WebGL also doesn't provide any extension at this time for integer textures (where the components are read by shaders as integer components and not normalized) so I stored all my values as floats instead. I can't exactly represent any integers larger than 2^24 and my models and hierarchy are limited by that. Thus I couldn't have any more than four million spheres nor a BVH with more than four million nodes. Four million spheres wouldn't be interactive on my laptop on WebGL, so I'm okay with that.
After all this, I also found WebGL implementations vary in some frustrating ways.
I started development on my laptop, under Linux, with an NVIDIA GPU. NVIDIA's compiler is pretty forgiving, which makes porting to a stricter compiler a little painful. I found I could not have a variable with the same name as its struct on any other compiler. For example, "inout ray ray" failed on MacOSX. Presumably the GLSL ES spec is clear about this but there's not much incentive to be more strict if a vendor already handles a superset. The error message was also nonsensical, pointing to an empty line and stating only "syntax error syntax error", so that made it very hard to debug.
Chrome on Windows times out on linking my shaders together when I have a larger outer loop count (this appears to be Chrome issue 113009, which is noted will be fixed by Chrome 30 but wasn't fixed in 30 for me...). I assume many viewers of this web page will use Chrome on Windows, so I reduced my BVH loop size on Chrome but the larger models probably will not look right.
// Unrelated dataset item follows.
PR #1234, opened 2023-11-07
added support for graalvm version strings without minor version

ennerf:
Substrate currently fails for some GraalVM builds that print versions without minor revision numbers, e.g., `graalvm-jdk-21+35.1/bin/java -version`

Firefox 24 hangs completely running this page. This is filed as Firefox Issue 919886.
Chrome on Android on my Galaxy Nexus starts to render, but appears to time out. (I am pretty impressed I may be able to run my WebGL app on my phone, though.) Other phones and tablets either don't support float textures or high precision floats, and I'm just not willing to shoehorn my code into platforms that limited.
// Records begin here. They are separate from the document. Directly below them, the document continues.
PR #1240, opened 2023-12-20
Make ie4uinit.exe execution optional

### LINKED ISSUE #1239: Build on WindowsServerCore container fails
Build fails on WindowsServerCore container, because `ie4uinit` dos not exist. I have not yet found a way to install this into the container as it doesn't have a Desktop UI, and ie4uinit is part of UI related stuff.

Fix would be to check if ie4uinit exists, and not run it if it doesn't.
Alternatively, ignore exceptions if it doesn't run, as it's only cosmetic.

### Expected Behavior

Build succeeds

### Current Behavior

This piece of code crashes:
https://github.com/gluonhq/substrate/blob/bd0f52be101a7e2ad3e237f2288855e59d307ca6/src/main/java/com/gluonhq/substrate/target/WindowsTargetConfiguration.java#L287-L291

Because `ie4uinit` does not exist.

### Steps to Reproduce

Do a build on WindowsServerCore.

### Your Environment
WindowsServerCore 2022 container, substrate 0.0.61

kkriske:
- Do not run ie4uinit if it is not on the PATH.
- Uses 'where' to check if an executable is on the PATH

### Issue

Build on WindowsServerCore containers fail because `ie4uinit` does not exist.

Fixes #1239

### Progress

- [x] Verify the contributor has signed [Gluon Individual Contributor License Agreement (CLA)](https://docs.google.com/forms/d/16aoFTmzs8lZTfiyrEm8YgMqMYaGQl0J8wA0VJE2LCCY)

### DIFF
--- a/src/main/java/com/gluonhq/substrate/target/WindowsTargetConfiguration.java
+++ b/src/main/java/com/gluonhq/substrate/target/WindowsTargetConfiguration.java
@@ -285,6 +285,7 @@ public class WindowsTargetConfiguration extends AbstractTargetConfiguration {
     // During development if user changes the application icon, the same is not reflected immediately in Explorer.
     // To fix this, a cache clearance of the Windows explorer is required.
     private void clearExplorerCache() throws IOException, InterruptedException {
+        if (!executableOnPath("ie4uinit.exe")) return;
         ProcessRunner clearCache = new ProcessRunner("ie4uinit");
         clearCache.addArg(findCacheFlag());
         clearCache.runProcess("Clear Explorer cache");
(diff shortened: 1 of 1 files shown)


src/main/java/com/gluonhq/substrate/target/WindowsTargetConfiguration.java
```diff
@@ -285,6 +285,7 @@ private void createIconResource() throws InterruptedException, IOException {
     // During development if user changes the application icon, the same is not reflected immediately in Explorer.
     // To fix this, a cache clearance of the Windows explorer is required.
     private void clearExplorerCache() throws IOException, InterruptedException {
+        if (!executableOnPath("ie4uinit.exe")) return;
```
jperedadnr, line 288: Add a log if this happens, warning the user that the application icon might have been cached and not updated properly?

jperedadnr (approved):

The existing code can visualize molecular models of moderate size in many web browsers, so it actually has some use. With a little work, I could build a browser for one or more repositories of PDB files. Although I'm pretty pleased with the result of a few month's tinkering, this isn't much more than a toy. PDB files these days are statically rendered with more sophisticated methods than a bunch of reflective spheres, but this could be an interactive camera placement tool on the front end of a high-quality renderer.
There's been a lot of work in interactive ray-tracing over the years. There are a couple dozen ways to relatively quickly improve this program. If I didn't have a day job, I'd import more sophisticated models including textured triangles, optimize it more heavily using SSE and packets, add shaders for surface properties, move to WebCL, implement Metropolis Light Transport, etc.
Looking back on what I wrote then, I'm sort of a weird combination of embarrassed and pleased. I was able to update that 26-year-old C pretty quickly to relatively modern data structures and technologies by reading papers and checking documentation.
Should I have tried harder back then to implement from papers and other people's work, rather than try and figure things out for myself? Maybe the skills I have now only developed because I struggled through and internalized those early concepts, rather than just porting from a paper. Or maybe I didn't go as far as I could because I wasted time on incomplete or incorrect understanding of the concepts. I am not sure how I would assess that now.
The advice I would give myself at 16 (or any other 16-year-old, or any person anywhere) would be to learn how to make a plan and stick to it, make priorities and honor them, and read the documentation and papers more thoroughly.